• [Activity]:
All lines in the records that carry the string "authorityRecordCollection" are to be shown.

• [Records supplied]:

#####

PR #633, opened 2023-10-05
[MODINV-879] Unlink local MARC authorities from shared MARC bib SRS records

RomanChernetskyi:
### Purpose
In a consortium environment, fields in local MARC bib records may be linked to local MARC authority records. However, Instances with source = MARC may also be promoted to be shared to the rest of the consortium. When the Instance with source = MARC is shared, we need to unlink the controlled fields in the MARC bibliographic record from the local MARC authority records.

### Approach
Get Link between instance and authorities from mod-entities-link, unlink local authorities, remove $9 with local authorities UUID from marcbib fields configured at linking rules


src/main/java/org/folio/inventory/consortium/handlers/MarcInstanceSharingHandlerImpl.java
```diff
@@ -26,29 +42,32 @@
...
+  private final EntitiesLinksService entitiesLinksService;
+  private final Storage storage;
   private final Vertx vertx;
 
-  public MarcInstanceSharingHandlerImpl(InstanceOperationsHelper instanceOperations, Vertx vertx) {
+  public MarcInstanceSharingHandlerImpl(InstanceOperationsHelper instanceOperations, Storage storage, Vertx vertx) {
     this.vertx = vertx;
     this.instanceOperations = instanceOperations;
     this.restDataImportHelper = new RestDataImportHelper(vertx);
+    this.entitiesLinksService = new EntitiesLinksServiceImpl(vertx, vertx.createHttpClient());
```
okolawole-ebsco, line 56: I am not too knowledgeable about the vertx http client. Should there be only one client for the app? should a client recreated somewhere else be used?

src/main/java/org/folio/inventory/consortium/handlers/MarcInstanceSharingHandlerImpl.java
```diff
@@ -74,6 +93,63 @@ public Future<String> publishInstance(Instance instance, SharingInstance sharing
       });
   }
 
+  private Future<Record> unlinkAuthorityLinksIfNeeded(Record marcRecord, String instanceId, Context context, Storage storage) {
```
okolawole-ebsco, line 96: should we change the name to `detachLocalAuthorityLinksIfNeeded` since there isn't a javadoc to explain further?

src/main/java/org/folio/inventory/consortium/handlers/MarcInstanceSharingHandlerImpl.java
```diff
@@ -74,6 +93,63 @@ public Future<String> publishInstance(Instance instance, SharingInstance sharing
...
+                                                String instanceId,Context context, AuthorityRecordCollection authorityRecordCollection) {
+
+    return getLocalAuthoritiesIdsList(entityLinks, authorityRecordCollection)
+      .compose(localAuthoritiesIds -> {
+        if (localAuthoritiesIds.isEmpty()) {
+          return Future.succeededFuture(marcRecord);
+        }
+        List<String> fields = linkingRules.stream().map(LinkingRuleDto::getBibField).toList();
+        LOGGER.debug("unlinkLocalAuthorities:: Unlinking from tenant: {} local authorities: {}", context.getTenantId(), localAuthoritiesIds);
+        if (MarcRecordUtil.removeSubfieldsThatContainsValues(marcRecord, fields, '9', localAuthoritiesIds)) {
```
okolawole-ebsco, line 119: Please add comments to this if block. I am not sure why shared authority links are in play.

src/main/java/org/folio/inventory/consortium/handlers/MarcInstanceSharingHandlerImpl.java
```diff
@@ -74,6 +93,63 @@ public Future<String> publishInstance(Instance instance, SharingInstance sharing
...
+          List<Link> sharedAuthorityLinks = getSharedAuthorityLinks(entityLinks, localAuthoritiesIds);
+          return entitiesLinksService.putInstanceAuthorityLinks(context, instanceId, sharedAuthorityLinks).map(marcRecord);
+        }
+        LOGGER.warn(format("unlinkLocalAuthorities:: Error during remove of 9 subfields from record: %s", marcRecord.getId()));
```
okolawole-ebsco, line 123: This should log an error message from the removal of 9 subfields. "Why did it fail"

src/main/java/org/folio/inventory/consortium/services/EntitiesLinksService.java
```diff
@@ -0,0 +1,14 @@
+package org.folio.inventory.consortium.services;
+
+import io.vertx.core.Future;
+import org.folio.Link;
+import org.folio.LinkingRuleDto;
+import org.folio.inventory.common.Context;
+
+import java.util.List;
+
+public interface EntitiesLinksService {
```
okolawole-ebsco, line 10: nit: I don't think this interface is consortium specific. Could be put in a package outside of "consortium"

src/main/java/org/folio/inventory/consortium/util/ConsortiumUtil.java
```diff
@@ -31,4 +39,14 @@ public static Future<Optional<SharingInstance>> createShadowInstanceIfNeeded(Con
         return Future.failedFuture(throwable);
       });
   }
+
+  public static CompletableFuture<OkapiHttpClient> createOkapiHttpClient(Context context, HttpClient httpClient) {
```
okolawole-ebsco, line 43: could this use vertx future instead of java.util.concurrent.CompletableFuture?

src/main/java/org/folio/inventory/consortium/util/MarcRecordUtil.java
okolawole-ebsco, line 1: Was this class copied from somewhere else?

src/main/java/org/folio/inventory/consortium/handlers/MarcInstanceSharingHandlerImpl.java
RomanChernetskyi: Moved initialization of HTTP client to consumer, so we have one client, thanks

src/main/java/org/folio/inventory/consortium/handlers/MarcInstanceSharingHandlerImpl.java
RomanChernetskyi: Renamed, thanks

src/main/java/org/folio/inventory/consortium/handlers/MarcInstanceSharingHandlerImpl.java
RomanChernetskyi: Added a comment

src/main/java/org/folio/inventory/consortium/handlers/MarcInstanceSharingHandlerImpl.java
RomanChernetskyi: We are logging an error at **MarcRecordUtil.removeSubfieldsThatContainsValues** is it okay, or should we throw an exception from the util class and log an error message at **unlinkLocalAuthorities** method?

src/main/java/org/folio/inventory/consortium/services/EntitiesLinksService.java
RomanChernetskyi: Moved from consortium package, thanks

src/main/java/org/folio/inventory/consortium/util/ConsortiumUtil.java
RomanChernetskyi: OkapiHttpClient uses CompletableFuture under the hood, so using vert.x Future could cause some difficulties composing Future and CompletableFuture

src/main/java/org/folio/inventory/consortium/util/MarcRecordUtil.java
RomanChernetskyi: Yes, some logic was copied from [AdditionalFieldsUtil](https://github.com/folio-org/mod-source-record-storage/blob/master/mod-source-record-storage-server/src/main/java/org/folio/services/util/AdditionalFieldsUtil.java)

KaterynaSenchenko (approved):

src/main/java/org/folio/inventory/consortium/handlers/MarcInstanceSharingHandlerImpl.java
okolawole-ebsco: I am asking for the exception from the util class to be logged as part of the message.

src/main/java/org/folio/inventory/consortium/util/ConsortiumUtil.java
okolawole-ebsco: I see. The difficulties are just moved elsewhere since mod-inventory ought to be a vert.x app.

okolawole-ebsco (approved):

#####

• [Response for this exercise]:
+                                                String instanceId,Context context, AuthorityRecordCollection authorityRecordCollection) {
+    return getLocalAuthoritiesIdsList(entityLinks, authorityRecordCollection)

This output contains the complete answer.